- Opening Delimiter -

PR #182, opened 2021-03-07
Update MagNet MATLAB tool to properly handle the units of received dimensions

### LINKED ISSUE #153: MagNet tool needs to properly handle the units of received dimensions
To finish for:
- [x] MATLAB (@ngadiyar93 )
- [x] Python (@Bharat-Ramadas )

The `drawLine` and `drawArc` functions in the MagNet tool are directly taking received linear and angular dimensions and passing their value to the MagNet API without converting to appropriate units. This can cause problems if a caller of these functions uses an unexpected unit. It should not be the responsibility of the caller to guarantee that the unit matches MagNet's expectations. Rather, the MagNet tool class should convert the received values into the appropriate units before passing the value to the FEA software.

**Current code:**

https://github.com/Severson-Group/eMach/blob/a1f209d25dee4c8db9b9dae0ab14e819871a7c3e/tools/magnet/MagNet.m#L75-L85

https://github.com/Severson-Group/eMach/blob/a1f209d25dee4c8db9b9dae0ab14e819871a7c3e/tools/magnet/MagNet.m#L95-L105

**Suggested implementation:**
- create properties in the tool class that indicate which dimension class should be used for angular and linear dimensions. 
- in `drawLine` and `drawArc`, use `feval()` with these properties to fabricate appropriate dimension objects that have the expected units
- in `drawLine` and `drawArc`, pass the value of the fabricated dimension object to the FEA software

This has already partially been implemented via the `defaultLength` property. However, this implementation is not finished. Need to finish it.

https://github.com/Severson-Group/eMach/blob/a1f209d25dee4c8db9b9dae0ab14e819871a7c3e/tools/magnet/MagNet.m#L8-L14

ngadiyar93:
This PR updates the MagNet MATLAB tool to properly handle units of received dimensions.

1. `defaultLength` and `defaultAngle` properties have been created to set the drawing units in the tool. 
2. `drawLine`, `drawArc`, `extrude`, and `revolve` have been updated to use `feval` to fabricate appropriate dimension objects that have the expected units.
3. The value of the fabricated dimension object using `feval` is passed to the FEA software.

### DIFF
--- a/tools/magnet/MagNet.m
+++ b/tools/magnet/MagNet.m
@@ -169,7 +169,7 @@ classdef MagNet < ToolBase & DrawerBase & MakerExtrudeBase & MakerRevolveBase
             seltype = get(obj.consts,'InfoSetSelection');
             objcode = get(obj.consts,'infoSliceSurface');
             
-            %TO DO: how to deal with the units of the coordinate?? 
+            csToken.innerCoord = feval(obj.defaultLength, csToken.innerCoord); 
             mn_dv_selectat(obj.mn, csToken.innerCoord, seltype, objcode);
             new = 1;
         end
--- a/tools/magnet/MagNet.m
+++ b/tools/magnet/MagNet.m
@@ -10,7 +10,8 @@ classdef MagNet < ToolBase & DrawerBase & MakerExtrudeBase & MakerRevolveBase
         doc; % Document object
         view; %View object
         consts; %Program constants
-        defaultLength = 'dimMillimeter';
+        defaultLength = 'DimMillimeter';
+        defaultAngle  = 'DimDegree'
     end
     
     methods
@@ -77,7 +78,8 @@ classdef MagNet < ToolBase & DrawerBase & MakerExtrudeBase & MakerRevolveBase
             %   drawLine([start_x, _y], [end_x, _y]) draws a line
             %
             %   This is a wrapper for the Document::View::newLine function.
-  
+            startxy = feval(obj.defaultLength, startxy);
+            endxy = feval(obj.defaultLength, endxy);     
             invoke (obj.mn, 'processcommand', 'redim line(0)');
             invoke (obj.mn, 'processcommand', sprintf(...
                 'call getDocument.getView.newLine( %f, %f, %f, %f, line)', ...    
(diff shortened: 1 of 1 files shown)


Bharat-Ramadas (changes requested):
Good job @ngadiyar93! However, I think a couple more changes are required in order to make this PR complete. 

1. Inner coordinate being passed to prepareSection has to be converted to default units https://github.com/Severson-Group/eMach/blob/807817a9c554807befa319672fe1f05b114bb8cc/tools/magnet/MagNet.m#L173
2. setDefaultLengthUnit function should not have if-else statements within it. Instead the function should directly parse user input. https://github.com/Severson-Group/eMach/blob/807817a9c554807befa319672fe1f05b114bb8cc/tools/magnet/MagNet.m#L177-L206

ngadiyar93:
@Bharat-Ramadas Thanks, I have updated to address 1.

I am not very clear what you mean by `The function should directly parse user input`. Could you clarify?
The way it is setup right now, a user can call for example  `setDefaultLengthUnit(tool.mn, 'inches', 1)` How do you suggest I handle it without using the `if - else`?

Bharat-Ramadas:
@ngadiyar93 what I mean by that is instead of the function call being `setDefaultLengthUnit(tool.mn, 'inches', 1)`, it should be `setDefaultLengthUnit(tool.mn, 'DimInches', 1)` so that the function does not need to conduct any checks and modify user input.

ngadiyar93:
@Bharat-Ramadas The function will have to check / take action on user input even if I modify as suggested beacause:
The units are set in the FEA tool by `invoke(obj.doc, 'setDefaultLengthUnit', userUnit, makeAppDefault);` 
This expects `userUnit` to be a string that MagNet expects (`millimeters`/ `inches`) and not `DimMillimeter` / `DimInch` 

So, if I go with the route you suggested, I still need to have an if-else to get the appropriate string to pass on-to the FEA tool. So I don't see a clear advantage of changing it from the way it is. Or am I missing something here?

ngadiyar93:
@Bharat-Ramadas I have also reverted the change to the `Inner coordinate` being passed to `prepareSection`.
If I use `feval` MATLAB errors out saying `innerCoord` is a read-only property.

image

Bharat-Ramadas:
@ngadiyar93 I agree with your comments. The only advantage I see in passing `DimInch` instead of `inches` is that `DimInch` is a fixed object as far as eMach is concerned whereas `inches`, which is the argument passed in directly to the FEA tool is something that will vary with each tool (for eg: for JMAG we pass `SI Units`).  We can have a discussion on this during the group meeting. Everything else looks good!

Bharat-Ramadas (approved):
Looking good!

elsevers (approved):
I tested this for a few cases and it works great. Nice job @ngadiyar93

PR #186, opened 2021-03-10
Update MagNet MATLAB tool

### LINKED ISSUE #172: Tools should use open and close for files, not the application instance

ngadiyar93:
This PR is does the following:

1. Update MATLAB MagNet tool to separate responsibility between `open ( )` and the constructor function. 
   a. The constructor creates a MagNet instance and sets its visibility.
   b. The `open( )` function only opens a MagNet document.
   
2. Implement `save ( )` function to save the drawn / solved MagNet model. Ideally before closing, but can be used at any point.

3. Implement `close ( )` function to close the MagNet document

4. Implement the destructor function  `delete ( )` function to close the MagNet instance and destroy the object.
   
5. Update `exampleParallelogram` to demonstrate the workflow.

6. Ignore files with extensions `.mn` - These are MagNet FEA files that we typically do not want in the repo.

The workflow is as follows:
`constructor` -- > `open( )` --> (Use plumbing / porcelain functions) --> `save( )` -- > `close( )` --> `delete( )`  

Updates:
1. This PR also updates the  `ToolBase` by adding `save`, `saveAs`, and additional arguments to `open`

2. Examples have been updated to use the new function signatures.

### DIFF
--- a/tools/ToolBase.m
+++ b/tools/ToolBase.m
@@ -13,7 +13,7 @@ classdef ToolBase < handle
     end
     
     methods(Abstract = true)
-        open(obj, fileName);
+        open(obj, path, fileName);
         save(obj, path, fileName)
         close(obj);
     end
--- a/tools/ToolBase.m
+++ b/tools/ToolBase.m
@@ -14,7 +14,8 @@ classdef ToolBase < handle
     
     methods(Abstract = true)
         open(obj, fileName);
-        save(obj, fileName);
+        saveAs(obj, fileName);
+        save(obj);
         close(obj);
     end
     
--- a/tools/ToolBase.m
+++ b/tools/ToolBase.m
@@ -13,8 +13,9 @@ classdef ToolBase < handle
     end
     
     methods(Abstract = true)
-        open(obj);
-        close(obj);
+        open(obj, fileName);
+        save(obj, path, fileName)
+        close(obj, fileName);
     end
     
      methods(Access = protected)
--- a/tools/ToolBase.m
+++ b/tools/ToolBase.m
@@ -15,7 +15,7 @@ classdef ToolBase < handle
     methods(Abstract = true)
         open(obj, fileName);
         save(obj, path, fileName)
-        close(obj, fileName);
+        close(obj);
     end
     
      methods(Access = protected)
--- a/tools/ToolBase.m
+++ b/tools/ToolBase.m
@@ -13,8 +13,8 @@ classdef ToolBase < handle
     end
     
     methods(Abstract = true)
-        open(obj, path, fileName);
-        save(obj, path, fileName)
+        open(obj, fileName);
+        save(obj, fileName);
         close(obj);
     end
     
--- a/tools/ToolBase.m
+++ b/tools/ToolBase.m
@@ -13,10 +13,10 @@ classdef ToolBase < handle
     end
     
     methods(Abstract = true)
-        open(obj, fileName);
-        saveAs(obj, fileName);
-        save(obj);
-        close(obj);
+        open(obj, fileName); % Open a file
+        save(obj); % Save the current file
+        saveAs(obj, fileName); % Save the current file with the specified name at the specified location
+        close(obj); % Close the file
     end
     
      methods(Access = protected)
--- a/tools/magnet/MagNet.m
+++ b/tools/magnet/MagNet.m
@@ -8,35 +8,21 @@ classdef MagNet < ToolBase & DrawerBase & MakerExtrudeBase & MakerRevolveBase
     properties (GetAccess = 'public', SetAccess = 'private')
         mn;  % MagNet activexserver object
         doc; % Document object
-        view; %View object
+        view; % View object
         consts; %Program constants
         defaultLength = 'DimMillimeter';
         defaultAngle  = 'DimDegree';
+        visible = 1;% Default visibility
     end
     
     methods
         function obj = MagNet(varargin)
             obj = obj.createProps(nargin,varargin);            
-            obj.validateProps();            
+            obj.validateProps();        
+            obj.mn = actxserver('MagNet.Application');
+            set(obj.mn, 'Visible', obj.visible);
         end
-        
-        
-        function obj = create(obj, visible)
-            %CREATE Create a new MagNet instance 
-            %   create() creates a new instance of MagNet.
-            %
-            %   create(visible) sets the visibility of the created instance.
-            %   visible = 1 or 'true' for MagNet instance to be visible.
-            %   visible = 0 or 'false' for MagNet instace to be invisible.
-           obj.mn = actxserver('MagNet.Application');
-           if nargin > 1 && (visible  == 1 || visible == 0 ||...
-                   visible == 'true' || visible == 'false')
-              set(obj.mn, 'Visible', visible);
-           else
-              set(obj.mn, 'Visible', 1);
-           end
-        end
-
+                
          function open(obj, fileName)
             %OPEN Open MagNet
             %   open() opens a new instance of MagNet with a new document.
--- a/tools/magnet/MagNet.m
+++ b/tools/magnet/MagNet.m
@@ -26,10 +26,16 @@ classdef MagNet < ToolBase & DrawerBase & MakerExtrudeBase & MakerRevolveBase
          function open(obj, fileName)
             %OPEN Open MagNet
             %   open() opens a new instance of MagNet with a new document.
-            obj.doc = invoke(obj.mn, 'newDocument');          
-            obj.view = invoke(obj.doc, 'getview');
-            obj.consts = invoke(obj.mn, 'getConstants');
-            obj.setDefaultLengthUnit('millimeters', false);
+            %   open(fileName) opens an existing MagNet document. fileName
+            %   is a string that has the full filepath and the file name.
+            if isempty(fileName)
+                obj.doc = invoke(obj.mn, 'newDocument');
+            else
+                obj.doc = invoke(obj.mn, 'openDocument', fileName);
+            end
+                obj.view = invoke(obj.doc, 'getview');
+                obj.consts = invoke(obj.mn, 'getConstants');
+                obj.setDefaultLengthUnit('millimeters', false);
          end
         
          function save(obj, path, fileName)
--- a/tools/magnet/MagNet.m
+++ b/tools/magnet/MagNet.m
@@ -20,32 +20,28 @@ classdef MagNet < ToolBase & DrawerBase & MakerExtrudeBase & MakerRevolveBase
             obj.validateProps();            
         end
         
-        function obj = open(obj, fileName, mn, visible)
-            %OPEN Open MagNet or a specific file.
+        
+        function obj = create(obj, visible)
+            %CREATE Create a new MagNet instance 
+            %   create() creates a new instance of MagNet.
+            %
+            %   create(visible) sets the visibility of the created instance.
+            %   visible = 1 or 'true' for MagNet instance to be visible.
+            %   visible = 0 or 'false' for MagNet instace to be invisible.
+           obj.mn = actxserver('MagNet.Application');
+           if nargin > 1 && (visible  == 1 || visible == 0 ||...
+                   visible == 'true' || visible == 'false')
+              set(obj.mn, 'Visible', visible);
+           else
+              set(obj.mn, 'Visible', 1);
+           end
+        end
+
+         function open(obj, fileName)
+            %OPEN Open MagNet
             %   open() opens a new instance of MagNet with a new document.
             %
             %   open('filename') opens the file in a new instance of MagNet.
-            %
-            %   open('filename', mn) opens the file in the mn MagNet instance
-            %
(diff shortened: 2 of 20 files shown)


Bharat-Ramadas (dismissed):
Modified example works

Bharat-Ramadas (commented):
It just occurred to me that `visible` should not be a `protected` property. Users should be able to change visible whenever they wish to do so

ngadiyar93:
> It just occurred to me that `visible` should not be a `protected` property. Users should be able to change visible whenever they wish to do so

@Bharat-Ramadas Users can update visibility using `setVisibility( );` I just verified that this works. So there should not be an issue.

tools/magnet/MagNet.m
```diff
@@ -55,14 +37,23 @@
...
+                     sprintf('Call getDocument().save("%s")',filePath)); 
+         end
+         
         function close(obj)
-           % CLOSE Closes MagNet application
-           %     close()
-           
-           % TODO:
-           % Implement this...
+           % CLOSE Closes the MagNet document
```
ASHAD1, line 63: Here `close()` closes the document. Do we need to specify which document to close; should we pass `fileName` as an argument for the close function like we pass in the `open()` function?

tools/magnet/MagNet.m
```diff
@@ -8,44 +8,26 @@
...
-            obj.validateProps();            
+            obj.validateProps();        
+            obj.mn = actxserver('MagNet.Application');
+            set(obj.mn, 'Visible', obj.defaultVisibility);
         end
-        
-        function obj = open(obj, fileName, mn, visible)
-            %OPEN Open MagNet or a specific file.
+                
+         function open(obj, fileName)
```
elsevers, line 28: Change function so that the only path to creating a new document is to not have the filename argument populated. (So, don't support the `filename = 0` argument)

tools/magnet/MagNet.m
```diff
@@ -55,14 +37,23 @@
             obj.view = invoke(obj.doc, 'getview');
             obj.consts = invoke(obj.mn, 'getConstants');
             obj.setDefaultLengthUnit('millimeters', false);
-        end
+         end
         
+         function save(obj, path, fileName)
```
elsevers: Need to add this function to the abstract base class `ToolBase`

tools/magnet/MagNet.m
elsevers, line 28: `ToolBase` abstract base class needs to have the correct function signature

Question: do we need to specify each viable function signature in `ToolBase`?

tools/magnet/MagNet.m
elsevers: Let's have a policy that we do not open multiple documents with the same eMach tool object.

elsevers (changes requested):

tools/magnet/MagNet.m
```diff
@@ -8,44 +8,26 @@
     properties (GetAccess = 'public', SetAccess = 'private')
         mn;  % MagNet activexserver object
         doc; % Document object
-        view; %View object
+        view; % View object
         consts; %Program constants
         defaultLength = 'DimMillimeter';
-        defaultAngle  = 'DimDegree'
+        defaultAngle  = 'DimDegree';
+        defaultVisibility = 0;% Default visibility
```
elsevers: This property name of `defaultVisibility` doesn't make sense now that we have revised the class `open` and `close` methods. Let's rename it to just be `visible`. Please also update the function `setVisibility` to update this variable.

tools/magnet/MagNet.m
```diff
@@ -8,44 +8,26 @@
...
     end
     
     methods
         function obj = MagNet(varargin)
             obj = obj.createProps(nargin,varargin);            
-            obj.validateProps();            
+            obj.validateProps();        
+            obj.mn = actxserver('MagNet.Application');
+            set(obj.mn, 'Visible', obj.defaultVisibility);
```
elsevers: See comment above about `visible`

tools/magnet/MagNet.m
```diff
@@ -55,14 +37,23 @@
             obj.view = invoke(obj.doc, 'getview');
             obj.consts = invoke(obj.mn, 'getConstants');
             obj.setDefaultLengthUnit('millimeters', false);
```
elsevers:
```matlab
obj.setDefaultLengthUnit('millimeters', false);
```

This needs to be set based on the value of `defaultLength`

tools/magnet/MagNet.m
elsevers: This function is behaving as a `saveAs` function -- that is, it is taking in a file name that should be written out. Seems like we should also support a `save` function, where MagNet already knows the path it should save to. Does `MagNet` have such a function in its API? Or would we need to be tracking the file path in our tool class from the last save?

elsevers (changes requested):
We still have a few issues with units here. I know that I previously said it is okay for `setDefaultLengthUnit` to take in a unit in MagNet language vocabulary (`millimeters`, `inches`, etc.), but I no longer think this makes sense.

https://github.com/Severson-Group/eMach/blob/e2d5828317a64945588afdda46dd9e86ed4c91a2/tools/magnet/MagNet.m#L168-L197

Instead, this function should take in units in `eMach` vocabulary and then set `MagNet` to the appropriate unit. For example, the uses passes in `userUnit = 'DimMillimeter'` and then this function calls `invoke(obj.doc, 'setDefaultLengthUnit', 'millimeters', makeAppDefault); `

If you do this, then you should use this function at the end of your constructor to get MagNet using the correct units that match your `defaultLength` and `defaultAngle`.

Note that this means that you also need to add a function `setDefaultAngularUnit` (or does MagNet only support degrees?)

ngadiyar93:
> We still have a few issues with units here. I know that I previously said it is okay for `setDefaultLengthUnit` to take in a unit in MagNet language vocabulary (`millimeters`, `inches`, etc.), but I no longer think this makes sense.
> 
> https://github.com/Severson-Group/eMach/blob/e2d5828317a64945588afdda46dd9e86ed4c91a2/tools/magnet/MagNet.m#L168-L197
> 
> Instead, this function should take in units in `eMach` vocabulary and then set `MagNet` to the appropriate unit. For example, the uses passes in `userUnit = 'DimMillimeter'` and then this function calls `invoke(obj.doc, 'setDefaultLengthUnit', 'millimeters', makeAppDefault); `
> 
> If you do this, then you should use this function at the end of your constructor to get MagNet using the correct units that match your `defaultLength` and `defaultAngle`.
> 
> Note that this means that you also need to add a function `setDefaultAngularUnit` (or does MagNet only support degrees?)

@elsevers I have made this update to `setDefaultLength`. 
Yes, MagNet only supports degrees for angles. It does not support radians....so there is no function to set default angular unit in MagNet.

tools/magnet/MagNet.m
ngadiyar93: @elsevers I have made the update to the `ToolBase`. I am not very sure if what I have done is exactly what is expected. Please let me know... Also, Matlab doesnt seem to require that every viable signature is specified. I checked this by opening MagNet with different number of arguments and it didnt break.

tools/magnet/MagNet.m
ngadiyar93: I checked this -- Magnet only has a save function that requires the filename + path to be specified. 
Even if an existing document that has already been saved earlier is re-saved in the MagNet gui by hitting `Save `(not `Save As`),  The session log still records the following:
image
I think this means we need to track the path from the last save in the tool class.

tools/ToolBase.m
```diff
@@ -13,7 +13,8 @@
     end
     
     methods(Abstract = true)
-        open(obj);
+        open(obj, fileName);
```
ASHAD1: For `open()`, do we also need to specify the path of the file to open?

ngadiyar93: Updated to specify the path in the function signature.

Bharat-Ramadas (dismissed):
Looks good

ASHAD1 (dismissed):

tools/ToolBase.m
```diff
@@ -13,7 +13,8 @@
     end
     
     methods(Abstract = true)
-        open(obj);
+        open(obj, path, fileName);
```
elsevers: Why should the user have to specify both `path` and `filename`? I like the function signature you previously provided in the last round in `MagNet.m`:
`open(obj, fileName)` 

Let's go back to this.

tools/magnet/MagNet.m
```diff
@@ -8,61 +8,60 @@
...
-                    obj.mn = actxserver('MagNet.Application');
-                end
                 
-                set(obj.mn, 'Visible', visible);
-            end
-
-            if nargin > 0 && ~isnumeric(fileName)
-                obj.doc = invoke(obj.mn, 'openDocument', fileName);
-            else
+         function open(obj, varargin)
```
elsevers: 1) It doesn't seem to like a good use of `varargin` if there is an optional function argument and 
2) this does not match your tool base class. 

Please use this function signature:
`open(obj, fileName)`

tools/ToolBase.m
```diff
@@ -13,7 +13,8 @@
...
+        save(obj, path, fileName)
```
elsevers: Again, remove `path`

tools/magnet/MagNet.m
elsevers: Great, can you implement that?

Also, remove `path` from the function signature. Too complicated for a user.

elsevers (changes requested):
Improvements look good. I have added a few requests as inline comments.

This code breaks nearly all examples and cannot be merged until this is fixed.

tools/magnet/MagNet.m
ngadiyar93: @elsevers Question on this.
The `save` function where we track the path is only applicable if a user opens an existing file on the disk by specifying `fileName` in the `open` function. i.e, it is applicable only if the user calls `open(fileName)` by specifying an existing fileName and not simply `open( )`. 
Is that right? because I cannot see how one can `save` an untitled document opened by calling `open( )` with no path specified -- it has to be a `save as` for that case.

elsevers: Correct. The class needs to through an error if the objects internal filename variable has not been set.

ngadiyar93: Nevermind, i think I figured this out.

tools/magnet/MagNet.m
```diff
@@ -213,11 +210,12 @@ function viewAll(obj)
...
-        function setVisibility(obj, visibility)
+        function setVisibility(obj, visible)
             %SETVISIBLE Sets visibility of MagNet application
-            %    setVisibility(true)
-            
-            set(obj.mn, 'Visible', visibility);
+            %    Set visible= 'true' or visible = 1 to make the MagNet
+            %    session visible. Set visible= 'false' or visible = 0 to 
+            %    make the MagNet session invisible.  
+            set(obj.mn, 'Visible', visible);
```
elsevers, line 217: If we are tracking `visible` as an object property (and we are), we better update it here when this function is called.

tools/magnet/MagNet.m
```diff
@@ -8,61 +8,66 @@
...
+                obj.consts = invoke(obj.mn, 'getConstants');
+                obj.setDefaultLengthUnit(obj.defaultLength, false);
+         end
+        
+         function saveAs(obj, fileName)
+            % SAVEAS Save the MagNet document.
+            % fileName is a string that specifies the complete path to the file.
+            invoke(obj.mn, 'processcommand',...
+                     sprintf('Call getDocument().save("%s")',fileName));
+            obj.fileName = fileName;
```
elsevers, line 47: In an effort to make the code more DRY, I suggest revising this function to be:

```matlab
obj.fileName = fileName;
obj.save()
```

elsevers (changes requested):
I think this is just about ready to merge. Just two small change requests.

ngadiyar93:
@elsevers I have addressed your change requests.

elsevers (approved):
Looks good. Thanks @ngadiyar93!

Bharat-Ramadas (approved):
Looks good

PR #194, opened 2021-03-20
Update breadloaf cross-section

Bharat-Ramadas:
# Description
This PR makes the `breadloaf` cross-sect compliant with the format specified for cross-sects in `eMach`.


aimthiazz (approved):
I thought we need a PDF document along with SVG file. However, I do not see PDF requirements in the crossect markdown.  Other than that, the drawing looks good.

elsevers (approved):
Looks good.

PR #209, opened 2021-04-19
Add function to union components in MagNet

ngadiyar93:
This PR adds a function to union two or more components into a single component in MagNet. This is particularly useful for Ryan's  conical bearing modeling project.


elsevers (approved):
Thanks @ngadiyar93. I have not tested this, but the code looks reasonable to me.

Bharat-Ramadas (approved):

PR #226, opened 2021-11-02
Add JMAG Python tool to eMach

Bharat-Ramadas:
This PR implements the JMAG Python tool for eMach. During the implementation of this tool, a bug was observed in the `Location2D` class which caused the drawing of components to take on incorrect dimensions within the tool. This bug will be addressed by this PR. Changes have been made in each of the cross-section classes to reflect the updates made in `Location2D`

### DIFF
--- a/.gitignore
+++ b/.gitignore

- Closing Delimiter -

Task details:
Please count how many lines of the listing include the word "properties", giving the number by itself.

Task answer:
5